Reggiani no respondió.
—Me ha prometido que si respondía a todas sus preguntas me dejaría marchar.
—Tengo una última cosa que preguntarle… por ahora.
Ella le miró en silencio con su mirada mortecina y aparentemente ausente, como si no viese a aquel que tenía delante. En otro tiempo debía de haber sido una mujer de una belleza fuera de lo común, de ese tipo de belleza agresiva y desvergonzada que hace perder el seso a un hombre, que lo acaba perdiendo sin remedio.
—Recordará usted cuando fui a hacerle una visita la primera vez a las Macine con mi amigo, el profesor Castellani…
La mujer asintió.
—¿Por qué mintió? ¿Por qué dijo que no le había telefoneado?
Fabrizio sufrió un sobresalto, y acercó el oído al altavoz para no perderse ni una sílaba de aquella respuesta, admitiendo que llegara alguna.
—Porque era la pura verdad, porque no le había visto nunca hasta entonces ni se me había ocurrido ni en sueños telefonearle.
Habituado como estaba a escuchar cualquier descarada mentira de desaprensivos delincuentes hijos de puta, el teniente Reggiani pensaba, no obstante, que podría captar algún estremecimiento de inseguridad en aquella mirada, que permaneció mientras hablaba, sin embargo, dura y compacta como un témpano de hielo.
Dijo:
—Puede irse, por ahora, pero le aconsejo que no abandone las Macine.

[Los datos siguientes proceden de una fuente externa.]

PR #3039, opened 2023-11-17
Default `max_values_per_point` to zero, add tests

timvisee:
I took a deeper look into the `max_values_per_point` field of index types and what the purpose of it is.

This PR:
- defaults `max_values_per_point` to `0` rather than `1`
- fixes potential divide by zero panic for the geo index if it contained no items
- adds some unit tests to ensure indexes work properly if it doesn't contain points
- shortcuts cardinality estimation if `max_values_per_point` is `0`

### All Submissions:

### New Feature Submissions:

### DIFF
--- a/lib/segment/src/index/field_index/geo_index.rs
+++ b/lib/segment/src/index/field_index/geo_index.rs
@@ -472,6 +472,11 @@ impl GeoMapIndex {
     }
 
     pub fn match_cardinality(&self, values: &[GeoHash]) -> CardinalityEstimation {
+        let max_values_per_point = self.max_values_per_point();
+        if max_values_per_point == 0 {
+            return CardinalityEstimation::exact(0);
+        }
+
         let common_hash = common_hash_prefix(values);
 
         let total_points = self.get_points_of_hash(&common_hash);
--- a/lib/segment/src/index/field_index/geo_index.rs
+++ b/lib/segment/src/index/field_index/geo_index.rs
@@ -1307,4 +1307,81 @@ mod tests {
         assert_eq!(new_index.points_count(), 1);
         assert_eq!(new_index.points_values_count(), 2);
     }
+
+    #[test]
+    fn test_empty_index_cardinality() {
+        let polygon = GeoPolygon {
+            exterior: GeoLineString {
+                points: vec![
+                    GeoPoint {
+                        lon: 19.415558242000287,
+                        lat: 69.18533258102943,
+                    },
+                    GeoPoint {
+                        lon: 2.4664944437317615,
+                        lat: 61.852748225727254,
+                    },
+                    GeoPoint {
+                        lon: 2.713789718828849,
+                        lat: 51.80793869181895,
+                    },
+                    GeoPoint {
+                        lon: 19.415558242000287,
+                        lat: 69.18533258102943,
+                    },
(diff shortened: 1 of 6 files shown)


lib/segment/src/index/field_index/geo_index.rs
```diff
@@ -467,6 +472,11 @@ impl GeoMapIndex {
     }
 
     pub fn match_cardinality(&self, values: &[GeoHash]) -> CardinalityEstimation {
+        let max_values_per_point = self.max_values_per_point();
+        if max_values_per_point == 0 {
+            return CardinalityEstimation::exact(0);
+        }
```
timvisee, line 478: Not 100% sure if we can shortcut here. It would be awesome if someone else could confirm this.

lib/segment/src/index/field_index/numeric_index/mod.rs
```diff
@@ -155,14 +155,24 @@ impl<T: Encodable + Numericable> NumericIndex<T> {
...
             NumericIndex::Mutable(index) => index.max_values_per_point,
             NumericIndex::Immutable(index) => index.max_values_per_point,
         }
     }
 
     fn range_cardinality(&self, range: &Range) -> CardinalityEstimation {
+        let max_values_per_point = self.max_values_per_point();
+        if max_values_per_point == 0 {
+            return CardinalityEstimation::exact(0);
+        }
```
timvisee, line 174: Not 100% sure if we can shortcut here. It would be awesome if someone else could confirm this.

generall (approved):

lib/segment/src/index/field_index/geo_index.rs
```diff
@@ -481,7 +491,7 @@ impl GeoMapIndex {
 
         // Assume all selected points have `max_values_per_point` value hits.
         // Therefore number of points can't be less than `total_hits / max_values_per_point`
-        let min_hits_by_value_groups = sum / self.max_values_per_point();
+        let min_hits_by_value_groups = sum.checked_div(max_values_per_point).unwrap_or(0);
```
IvanPleshkov, line 494: you have already checked zero condition, do we need `checked_div` here? I find `unwrap_or(0)` confusing because i cannot say why `0`

lib/segment/src/index/field_index/geo_index.rs
IvanPleshkov: Looks reasonable. if there is no any value in index, cardinality is exact zero.

lib/segment/src/index/field_index/numeric_index/mod.rs
IvanPleshkov: looks good like in geo index

IvanPleshkov (approved):

lib/segment/src/index/field_index/geo_index.rs
timvisee: Smart! 

I added the `== 0` shortcut later so I forgot about this. I'll remove it since it is redundant.

timvisee: Done in 5cbc795f1840da4c933a0cf5554fc626c9e56197.

I'll merge when all is :green_circle: .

Haré que la vigilen mis hombres y haga por tanto lo que le he dicho.
—Pero si ya le he dicho todo lo que usted quería saber…
—Todo no. Tengo aún una pregunta.
—¿Sobre qué?
—Sobre ese niño que vivía con usted.
Ambra Reiter bajó la mirada y preguntó:
—¿Dónde está?
—En lugar seguro. Y para decirle la verdad me hubiera esperado de una madre que llamara a los carabineros cuando su hijo llevaba ausente desde hacia más de dos días. Ahora puede marcharse.
—Pero…
—Puede marcharse, señora Reiter.
La mujer se levantó y salió y Marcello Reggiani se encendió, por primera vez después de once meses, el segundo pitillo en el mismo día.
Inmediatamente después también Fabrizio salió de su escondite y entró en el despacho de Reggiani.
—Es increíble la cara dura que tiene esta mala bruja… Ya me hubiera gustado mirarla a los ojos mientras mentía con tanto descaro…
—La viste una vez, ¿no? —repuso Reggiani—. Pues bien, tal cual, como si estuviese diciendo un número de teléfono. Puedo asegurarte que de no creerte a ti la habría creído a ella.
—Mira que si tienes alguna duda, yo…
—No he dicho tal cosa. Solo que parecía estar diciendo la pura verdad, y también tú has podido oírlo además, ¿no? Honradamente, creo que ha dicho la verdad también sobre el resto. Me parece que se ha dado cuenta de que puedo atornillarla de mala manera si me toca los cojones.
—¿Y el niño?
—Ése es un asunto muy distinto. Si quieres saber lo que yo pienso, ese es el misterio mayor de todos. Creo que hice bien llevándote conmigo esta mañana, por más que estuvieras muerto de cansancio, ¿no te parece?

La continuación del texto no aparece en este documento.